Is it OK do do something like this?
struct MyStruct {
int x;
const char y; // notice the const
unsigned short z;
};
struct MyStruct AStruct;
fread(&MyStruct, sizeof (MyStruct), 1,
SomeFileThatWasDefinedEarlierButIsntIncludedInThisCodeSnippet);
I am changing the constant struct member by writing to the entire struct from a file. How is that supposed to be handled? Is this undefined behavior, to write to a non-constant struct, if one or more of the struct members is constant?

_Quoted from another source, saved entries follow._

PR #1346, opened 2024-03-26
libdnf5::OptionEnum: remove template, add pImpl

kontura:

In next PRs I would like to add pImpl also to other `Option`* classes.

### DIFF
--- a/libdnf5/conf/option_enum.cpp
+++ b/libdnf5/conf/option_enum.cpp
@@ -22,169 +22,89 @@ along with libdnf.  If not, see <https://www.gnu.org/licenses/>.
 #include "libdnf5/utils/bgettext/bgettext-mark-domain.h"
 
 #include <algorithm>
-#include <sstream>
 
 namespace libdnf5 {
 
-template <typename T>
-bool from_string(T & out, const std::string & in, std::ios_base & (*manipulator)(std::ios_base &)) {
-    std::istringstream iss(in);
-    return !(iss >> manipulator >> out).fail();
-}
+class OptionEnum::Impl {
+public:
+    Impl(std::string && default_value, std::vector<std::string> && enum_vals)
+        : enum_vals(std::move(enum_vals)),
+          default_value(default_value),
+          value(std::move(default_value)) {}
 
-template <typename T>
-OptionEnum<T>::OptionEnum(ValueType default_value, const std::vector<ValueType> & enum_vals)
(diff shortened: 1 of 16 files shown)


libdnf5/conf/option_enum.cpp
```diff
@@ -26,165 +26,86 @@ along with libdnf.  If not, see <https://www.gnu.org/licenses/>.
...
-bool from_string(T & out, const std::string & in, std::ios_base & (*manipulator)(std::ios_base &)) {
-    std::istringstream iss(in);
-    return !(iss >> manipulator >> out).fail();
-}
-
-template <typename T>
-OptionEnum<T>::OptionEnum(ValueType default_value, const std::vector<ValueType> & enum_vals)
+class OptionEnum::Impl {
+public:
+    Impl(std::string default_value, const std::vector<std::string> & enum_vals)
```
jrohel, line 31: Replace `const std::vector<std::string> & enum_vals` -> `std::vector<std::string> && enum_vals`
`const` cannot be moved out.

libdnf5/conf/option_enum.cpp
```diff
@@ -26,165 +26,86 @@ along with libdnf.  If not, see <https://www.gnu.org/licenses/>.
...
+        : enum_vals(std::move(enum_vals)),
+          default_value(default_value),
```
jrohel, line 33: Replace `std::string default_value` by `const std::string & default_value`. Pass by reference. no need to copy.
It is copied aggain on the following lines.

kontura: Thanks, updated.

libdnf5/conf/option_enum.cpp
```diff
@@ -22,169 +22,89 @@ along with libdnf.  If not, see <https://www.gnu.org/licenses/>.
...
+    std::string value;
+};
+
+OptionEnum::OptionEnum(std::string default_value, std::vector<std::string> enum_vals)
     : Option(Priority::DEFAULT),
-      enum_vals(enum_vals),
-      default_value(default_value),
-      value(default_value) {
+      p_impl(new Impl(std::move(default_value), std::move(enum_vals))) {
     test(default_value);
```
jrohel, line 53: Thanks for the changes.
Please replace `test(default_value);` by `test(p_impl->value);` as it is in my code. `default_value` has been moved to `p_impl->value` and no longer heva a valid value.

kontura: Thanks, I have updated it.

If so, what is the accepted practice to handle constant struct members?
It's undefined behavior.
The C11 draft n1570 says:
6.7.3 Type qualifiers
...
...
If an attempt is made to modify an object defined with a const-qualified type through use of an lvalue with non-const-qualified type, the behavior is undefined.
My interpretation of this is: To be compliant with the standard, you are only allowed to set the value of the const member during object creation (aka initialization) like:
struct MyStruct AStruct = {1, 'a', 2}; // Fine
Doing
AStruct.y = 'b'; // Error
should give a compiler error.
You can trick the compiler with code like:
memcpy(&AStruct, &AnotherStruct, sizeof AStruct);
It will probably work fine on most systems but it's still undefined behavior according to the C11 standard.